Chao, the deputy chief information officer at the Center for Medicare & Medicaid Services, told lawmakers he’s a career civil servant who simply tried to implement the vision of Marilyn Tavenner, the CMS administrator, and other higher-level managers and policy makers.

“I didn’t get to pick what date we started,” Chao said, and he said he wasn’t at the meetings at which the launch date was set.

Chao spoke at a HealthCare.gov security hearing organized by the House Energy and Commerce oversight subcommittee.

Earlier, the Washington Post published an article based on a memo, released in the spring, in which McKinsey talked about what they thought was poor, disorganized management of the HealthCare.gov development effort by CMS.

Democrats on the committee blasted their Republican counterparts for sharing the memo with reporters before sharing it with them.

Chao said the McKinsey consultants had interviewed him for the report at least twice but that he hadn’t heard much about what was in the final report.

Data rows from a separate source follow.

Issue #2701, opened 2018-03-16
[spring boot feature] JSP support


tjwatson:
Need to make sure JSP support works with a spring boot application.  So far all the examples I see of Spring Boot applications that use JSP are packaged as a WAR (but the WAR is executable).  I'm not sure if that is a hard requirement to using JSPs in Spring Boot but we need to make sure that path works.

I know one issue is that the JSP implementation will not find the TLDs from the spring libraries because the container used for the spring boot application no longer has the jars located under the WEB-INF/lib/ folder.  They all are moved to the library cache.  May need to modify the JSP implementation to find the TLDs without scanning the container for library jars.  Instead we could have some info object for the containers to scan similar to the info object web uses to scan for web annotations.  I would prefer not to use the same web info object we do not fully populate that in spring boot because we want to avoid scanning for web annotations.

PR #2715, opened 2018-03-19
Spring boot jsp

tjwatson:
Fix for issue #2701


tjwatson:
#build

tjwatson:
Note that the JSP support for Spring Boot applications required the introduction of a new interface:

`com.ibm.ws.container.service.app.deploy.extended.TagLibContainerInfo`

This is similar to the interface `com.ibm.ws.container.service.app.deploy.WebModuleClassesInfo` that is used by the web container to locate containers for scanning for web annotations.  I stuck the new interface in `com.ibm.ws.container.service.app.deploy.extended` because that package is not SPI like the `com.ibm.ws.container.service.app.deploy` package.  For the first pass at this I did not want to introduce SPI.  The `TagLibContainerInfo` implementation can be stored in the non-persistent cache of a module's container (again just like the `WebModuleClassesInfo` interface).  If found then the JSP implementation will use the containers returned by the `TagLibContainerInfo` to scan for tag libraries instead of searching for the libraries to scan under the default WEB-INF/lib/ folder.

This is necessary for Spring Boot because the libraries may not be located under the WEB-INF/lib/ folder at all.  And for our Spring Boot implementation we store the libraries required by the application into an external storage area that is separate from the application itself.  That makes it impossible to scan the application module's container itself for the libraries to search for JSP tag libraries.  The Liberty Spring Boot implementation knows exactly where the application libraries jars are located and what should be scanned.  A new `TagLibContainerInfo` is created by the Liberty Spring Boot implementation and stored in the non-persistent cache so the JSP implementation can locate the information and use it if present.  The normal path (and behavior) for other EE application types (e.g. WARs) is unchanged.

PR #2720, opened 2018-03-19
disable portion of test with intermittent failure while being investigated

njr-11:
SessionCacheOneServerTest.testConcurrentGetSetAndRemove has some test logic at the end of the test that intermittently fails.  Now that the failure has been identified and traces/logs collected during an occurrence of the failure and the proper team contacted to look into it, I'll be disabling that part of the test while the investigation is underway so that it stops causing trouble to automated FAT that runs with everyone's builds.  This part of the test can be re-enabled along with whatever fix ends up being found for the issue.


njr-11:
#build

PR #2730, opened 2018-03-19
Find latest version in maven repo for replacements

fritze2:
Rather than failing to generate the bootstrap, sort the distinct versions and pick the most recent version.


fritze2:
#build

One Republican said CMS should have had an easy time implementing PPACA, because PPACA was signed in 2010, and HealthCare.gov didn’t launch until Oct. 1, 2013.

Chao said software developers cannot use a federal statute as a guide to writing working code.

“The law is a very high level of expression of requirements,” Chao said.

Another lawmaker asked Chao if he wished he’d had more time to test HealthCare.gov before it launched.

“I think that’s true of every project I’ve ever worked on,” Chao added.